PGD Department, Sydney IVF, NSW 2000, Australia.
Mol Hum Reprod. 2010 May;16(5):329-37. doi: 10.1093/molehr/gaq013. Epub 2010 Feb 19.
Preimplantation genetic diagnosis (PGD) for structural chromosome abnormalities traditionally uses fluorescence in situ hybridization (FISH) techniques. Although relatively straight forward, FISH is technically demanding with several process problems which include cell loss, cell overlap, variable cell fixation and hybridization as well as sample mosaicism. Increasingly, alternative techniques for chromosome analysis in embryos are being investigated in an attempt to improve on current test outcomes. Here, we report on the first routine application of a polymerase chain reaction (PCR)-based protocol for translocation analysis utilizing multiplexed short tandem repeat (STR) markers located on both segments of the translocated chromosomes. Resulting STR profiles permit the analysis of qualitative dosage of each chromosomal segment to identify translocation malsegregants from the balanced/normal chromosome complements. A total of 29 patients have undergone clinical PGD testing of 78 embryos using this method. The proportion of alternate segregations (i.e. balanced carrier and non-carriers) detected for reciprocal and Robertsonian translocation carriers was 33% and 77%, respectively. Fetal heart pregnancy rates per embryo transferred was 46% for reciprocal carriers and 40% for Robertsonian carriers (mean number of embryos transferred was 1.0). This novel approach can be applied easily within any existing PGD PCR laboratory and allows for a significant improvement in the identification of segregation types when compared with the standard FISH protocol using combinations of distal and proximal probes. This approach increases test robustness and reliability with improved interpretation of segregation outcomes, decreased analysis time and also enables the straight forward combining of structural chromosome analysis with monogenic testing.

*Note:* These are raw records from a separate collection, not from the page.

PR #1970, opened 2024-06-27
Remove unused code

jemrobinson:

- Remove unused `ConfigSection::update()` functions
- Remove unused `ConfigName` validation and tests
- Add tests for `ConfigSection` and `SafeString`
- Simplify `dsh sre deploy/teardown` logic
- BUGFIX: create DSHPulumiConfig in sre deploy or this will not be done

n/a

### :microscope: Tests

Tested locally


data_safe_haven/commands/sre.py
```diff
@@ -89,30 +93,27 @@ def deploy(
         )
 
         # Deploy Azure infrastructure with Pulumi
-        if force is None:
-            stack.deploy()
-        else:
+        try:
             stack.deploy(force=force)
```
JimMadge, line 97: I think this is neater.

```python
force: bool = False
```
Rather than
```python
force: bool | None = None
```

data_safe_haven/commands/sre.py
```diff
@@ -122,30 +123,28 @@ def teardown(
...
-        # part of a Pulumi declarative command
+        # Load GraphAPI as this may require user-interaction
         graph_api = GraphApi(
             tenant_id=shm_config.shm.entra_tenant_id,
             default_scopes=["Application.ReadWrite.All", "Group.ReadWrite.All"],
         )
 
+        # Load Pulumi and SRE configs
+        pulumi_config = DSHPulumiConfig.from_remote(context)
+        sre_config = SREConfig.from_remote_by_name(context, name)
```
JimMadge, line 138: I'm confused, did this stuff get removed somewhere?
It must have been there at some point 😕.

tests/config/test_config_sections.py
```diff
@@ -20,41 +20,64 @@ def test_constructor(self) -> None:
 
     def test_invalid_location(self):
         with pytest.raises(
-            ValidationError, match="Value error, Expected valid Azure location"
+            ValidationError, match=r"Value error, Expected valid Azure location"
```
JimMadge: Why does this need to be a raw string?

JimMadge (approved):
LGTM

Clears out a lot of code we don't need :tada:.

tests/config/test_config_sections.py
jemrobinson: It doesn't need to be - it just looks nicer in my syntax highlighter :). I'll change it back.

data_safe_haven/commands/sre.py
jemrobinson: It's just moved down from a few lines up.

data_safe_haven/commands/users.py
```diff
@@ -130,7 +130,7 @@ def register(
 
         # Load SREConfig
         sre_config = SREConfig.from_remote_by_name(context, sre)
-        sre_name = sre_config.safe_name
+        sre_name = sre_config.name
         if sre_name not in pulumi_config.project_names:
```
jemrobinson, line 134:
```suggestion
        if sre_config.name not in pulumi_config.project_names:
```

data_safe_haven/commands/users.py
```diff
@@ -130,7 +130,7 @@ def register(
...
             msg = f"Could not load Pulumi settings for '{sre_name}'. Have you deployed the SRE?"
```
jemrobinson, line 135:
```suggestion
            msg = f"Could not load Pulumi settings for '{sre_config.name}'. Have you deployed the SRE?"
```

tests/config/test_config_sections.py
jemrobinson:
```suggestion
            ValidationError, match="Value error, Expected valid Azure location"
```

PR #2002, opened 2024-07-08
Refactor Azure authentication classes

### LINKED ISSUE #1980: CLI commands hanging

- **Operating System:** macOS
- **Data Safe Haven version:** `develop @ 025f298`

## :package: Packages

<details>

```none
Paste list of packages here
```

</details>

Occasionally, running a CLI command will result in the app hanging without returning. This seems to be related to a non-returning `subprocess.check_output` command in AzureCliCredential.

<details>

胚胎植入前遗传学诊断(PGD)传统上使用荧光原位杂交(FISH)技术来诊断结构性染色体异常。尽管 FISH 技术相对简单,但它在技术上要求很高,存在多个过程问题,包括细胞丢失、细胞重叠、细胞固定和杂交的变异性以及样本镶嵌性。为了改善当前的测试结果,越来越多的胚胎染色体分析替代技术正在被研究。在这里,我们报告了第一个常规应用聚合酶链反应(PCR)为基础的方案,利用位于易位染色体两端的多重短串联重复(STR)标记来分析易位。所得 STR 谱允许分析每个染色体片段的定性剂量,以鉴定易位重排体与平衡/正常染色体成分。共有 29 名患者接受了 78 个胚胎的临床 PGD 检测,使用该方法。对于相互易位和罗伯逊易位携带者,检测到的替代分离(即平衡携带者和非携带者)的比例分别为 33%和 77%。对于相互易位携带者,每个胚胎转移的胎儿心脏妊娠率为 46%,对于罗伯逊易位携带者为 40%(平均转移胚胎数为 1.0)。与使用远端和近端探针组合的标准 FISH 方案相比,这种新方法可以在任何现有的 PGD PCR 实验室中轻松应用,并且可以显著提高分离类型的识别能力。这种方法提高了测试的稳健性和可靠性,改善了对分离结果的解释,减少了分析时间,并且可以轻松地将结构染色体分析与单基因测试相结合。